INSTRUCTIONS FOR THE TASK
Using the entries below, output each line exactly from the first through the one that contains "Two consumers wire".

Source records
PR #694, opened 2026-08-11
chore(#693): serve the reduced-pillar rule from the API and drop the client-side filter

### LINKED ISSUE #693: Remove the client-side reduced-pillar filter now that the API owns the rule (ztmf#549)
## Problem

The reduced-pillar rule (SaaS systems answer 25 questions, not 40 — no Devices, no Applications & Workloads) is currently implemented **twice on the frontend**, and CMS-Enterprise/ztmf#549 moves the authoritative version into the API. Once that merges, both frontend copies are dead code that duplicates a rule which now lives in seeded data.

Background: the rule originates in CMS-Enterprise/ztmf-misc#289. Backend phase 1 (CMS-Enterprise/ztmf#546) scoped the progress counts and the export. Backend phase 2 (CMS-Enterprise/ztmf#549, closing CMS-Enterprise/ztmf#545) seeds the rule into a `reducedpillarscopes` table and adds an optional `datacallid` query param to `GET /fismasystems/{id}/questions`, so the endpoint serves the reduced set directly for in-scope cycles.

The frontend got its own implementation first, in two pieces added at different times:

- `src/utils/filterPillarsForSystem.ts` (#430) — drops Devices and Applications when the system's resolved category is `SaaS`.
- `src/utils/reducedPillarScope.ts` (#691) — decides whether a given cycle is in scope, by matching data-call names against a hardcoded `['FY2026', 'FY26']` prefix list. Its own docstring already says *"Interim - phase 2 moves this into the questions API."*
- `SAAS_EXCLUDED_PILLARS` in `src/constants.ts` — the hardcoded pillar names both rely on.

Two consumers wire them together: `QuestionnairePage.tsx` and `QuestionnareModal.tsx`.

Leaving this in place is not neutral. The frontend copy hardcodes the cycle names and pillar names that ztmf#549 exists to turn into data, so the two can drift the moment a rule row is added for another environment — the frontend would keep showing 40 for a system the API has already reduced. It also means every future change to the rule needs a coordinated release across both repos, which is exactly the coupling the seeded table was meant to remove.

## Deploy ordering

⚠️ **This must not ship before CMS-Enterprise/ztmf#549 is deployed.** The pre-#549 backend ignores query params on that endpoint entirely and returns the full 40-question catalog. With the frontend filter removed and the API not yet honoring `datacallid`, SaaS ISSOs would be served all 40 questions — the original ztmf-misc#289 bug, reintroduced.

## Mechanical checklist

- [ ] Pass `?datacallid=<the cycle being viewed>` on the questions request in `QuestionnairePage.tsx`, and render the response as-is
- [ ] Same in `QuestionnareModal.tsx`, using the latest call it already resolves from `/datacalls/latest`
- [ ] Delete `src/utils/filterPillarsForSystem.ts` and its test
- [ ] Delete `src/utils/reducedPillarScope.ts` and its test
- [ ] Delete `SAAS_EXCLUDED_PILLARS` from `src/constants.ts`
- [ ] Remove the context values and derived state that fall dead with them (`systemCategory`, `toCategoryMap`, and the now-unused `datacenterEnvironments` / `datacalls` / `latestDataCallId` destructures), including the stale entries left in the effects' dependency arrays
- [ ] Rewrite `QuestionnairePage.saaspillars.test.tsx` — it currently mocks 40 questions and asserts the client filters them, which no longer describes anything the frontend does

## Acceptance criteria

- [ ] No cycle name, environment name, or pillar name related to the reduced-pillar rule remains anywhere in `src/` — the rule is entirely server-side
- [ ] A SaaS system on an FY26-or-later cycle shows 25 questions; the same system on a pre-FY26 cycle shows all 40, with its answered history intact
- [ ] A non-SaaS system shows 40 on every cycle
- [ ] The questionnaire requests the cycle **being viewed**, not the latest one — viewing a closed FY26 cycle while FY27 is open must not ask the API about FY27
- [ ] Tests pin the `datacallid` actually sent, not just the pillars rendered, so a regression to an unparameterized request fails rather than silently falling back to the full catalog
- [ ] A test proves the response is not re-filtered client-side: feed the full set for an in-scope SaaS cycle and assert every pillar renders
- [ ] The progress fraction (`xx/25`) is unaffected — it comes from `/scores/progress`, which has been scope-aware since ztmf#546
- [ ] `yarn typecheck`, `yarn lint`, and `yarn test` clean

## Out of scope

`ScoreDiffModal.tsx` also calls this endpoint, and should **keep** calling it unparameterized. It uses the response only as a `functionid → pillar` lookup, cached per system across cycles; a reduced set would leave excluded-pillar diff rows unmapped and dumped into the fallback flat group. It wants the full catalog.

costacalvin:
Closes #693. Frontend half of Phase 2 CMS-Enterprise/ztmf-misc#289; pairs with CMS-Enterprise/ztmf#549.

## Ordering dependency, read this before merging

⚠️ **This must land after CMS-Enterprise/ztmf#549 is deployed.** The pre-#549 backend ignores query params on `GET /fismasystems/{id}/questions` entirely and returns the full 40-question catalog. With the client-side filter removed here and the API not yet honoring `datacallid`, SaaS ISSOs would be served all 40 questions — the original ztmf-misc#289 bug, reintroduced. There is no partial-credit order: frontend-first is strictly broken, not merely less useful.

## Problem

The reduced-pillar rule — SaaS systems answer 25 questions, not 40 — was implemented twice on the frontend, in two pieces added at different times:

- `filterPillarsForSystem` (#430) dropped Devices and Applications when the system's resolved category was `SaaS`.
- `reducedPillarScope` (#691) decided whether a cycle was in scope by matching data-call names against a hardcoded `['FY2026', 'FY26']` prefix list. Its own docstring said *"Interim - phase 2 moves this into the questions API."*
- `SAAS_EXCLUDED_PILLARS` in `constants.ts` held the pillar names both relied on.

ztmf#549 makes the rule seeded data and adds an optional `datacallid` param to the questions endpoint, so the API serves the reduced set directly. Keeping the frontend copy is not neutral: it hardcodes the cycle and pillar names the seeded table exists to replace, so the two drift the moment a rule row is added for another environment — the frontend would keep showing 40 for a system the API has already reduced.

## Change

Both consumers pass the cycle being viewed and render the response as-is. `QuestionnairePage` uses `activeDataCallId`; `QuestionnareModal` uses the latest call it already resolves from `/datacalls/latest`. Deleted alongside the two utils and the constant: `systemCategory`, `toCategoryMap`, and the now-unused `datacenterEnvironments` / `datacalls` / `latestDataCallId` destructures.

**One fewer fetch, and one fewer flash.** `systemCategory` was in the fetch effect's dependency array and resolved asynchronously from `systemInfo`, so the page fetched questions twice and briefly painted six pillars before re-rendering to four. Both are gone.

**A column swap worth naming.** The filter keyed on the resolved *category*; the API keys on *scoring_key*. Those are separate columns in `datacenterenvironments`. Checked all 17 rows against the dev database: they hold the same value everywhere except `DECOMMISSIONED`, whose NULL `scoring_key` already matched no functions and still lands on the same empty state. A no-op today, but a real coupling if the two are ever set differently.

**Threshold semantics.** The frontend's rule was "FY26-named, or deadline strictly after the last FY26 deadline"; the API's is "deadline at or after the seeded anchor." These differ only for a non-FY26 call sharing FY26's exact deadline. No deadline ties exist in the data, and the frontend's version disappears either way, so there is one less place for the two to drift.

## Pillar score modal

Also included, since it only became visible once systems started carrying four pillars: the tiles in `PillarScoresModal` are `md={2}`, six to a row, so the container being left-aligned never showed while every system had six. Four tiles fill 8 of 12 columns and left a two-tile gap on the right instead of sitting centered. `justifyContent="center"` is a no-op at six and also fixes `sm`, where four tiles at `sm={4}` wrap to a row of three plus a lone tile that hung left. `xs` is unaffected — two per row divides evenly either way.

## Acceptance criteria

- [x] No rule-related cycle name, environment name, or pillar name remains anywhere in `src/` — the rule is entirely server-side
- [x] A SaaS system on an FY26-or-later cycle shows 25 questions; the same system on a pre-FY26 cycle shows all 40, with its answered history intact
- [x] A non-SaaS system shows 40 on every cycle
- [x] The questionnaire requests the cycle **being viewed**, not the latest one
- [x] Tests pin the `datacallid` actually sent, not just the pillars rendered
- [x] A test proves the response is not re-filtered client-side
- [x] The progress fraction (`xx/25`) is unaffected — it comes from `/scores/progress`, scope-aware since CMS-Enterprise/ztmf#546, and no frontend code computes a denominator
- [x] `yarn lint` and `yarn test` clean; `yarn typecheck` reports the same 3 pre-existing errors as `main` (React JSX-element type mismatch in `EmailModal` and `ArrowIcon`), none from this change

## Testing

`QuestionnairePage.saaspillars.test.tsx` no longer described anything the frontend does — it mocked 40 questions and asserted the client filtered them. Rewritten to pin what the frontend now owns. The mock is keyed on both the system and the `datacallid`, and returns the **full** catalog when the param is absent, so a page that forgets it renders Devices and fails rather than passing by accident.

| Case | Pins |
| --- | --- |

RESULT OF THIS TASK
PR #694, opened 2026-08-11
chore(#693): serve the reduced-pillar rule from the API and drop the client-side filter

### LINKED ISSUE #693: Remove the client-side reduced-pillar filter now that the API owns the rule (ztmf#549)
## Problem

The reduced-pillar rule (SaaS systems answer 25 questions, not 40 — no Devices, no Applications & Workloads) is currently implemented **twice on the frontend**, and CMS-Enterprise/ztmf#549 moves the authoritative version into the API. Once that merges, both frontend copies are dead code that duplicates a rule which now lives in seeded data.

Background: the rule originates in CMS-Enterprise/ztmf-misc#289. Backend phase 1 (CMS-Enterprise/ztmf#546) scoped the progress counts and the export. Backend phase 2 (CMS-Enterprise/ztmf#549, closing CMS-Enterprise/ztmf#545) seeds the rule into a `reducedpillarscopes` table and adds an optional `datacallid` query param to `GET /fismasystems/{id}/questions`, so the endpoint serves the reduced set directly for in-scope cycles.

The frontend got its own implementation first, in two pieces added at different times:

- `src/utils/filterPillarsForSystem.ts` (#430) — drops Devices and Applications when the system's resolved category is `SaaS`.
- `src/utils/reducedPillarScope.ts` (#691) — decides whether a given cycle is in scope, by matching data-call names against a hardcoded `['FY2026', 'FY26']` prefix list. Its own docstring already says *"Interim - phase 2 moves this into the questions API."*
- `SAAS_EXCLUDED_PILLARS` in `src/constants.ts` — the hardcoded pillar names both rely on.

Two consumers wire them together: `QuestionnairePage.tsx` and `QuestionnareModal.tsx`.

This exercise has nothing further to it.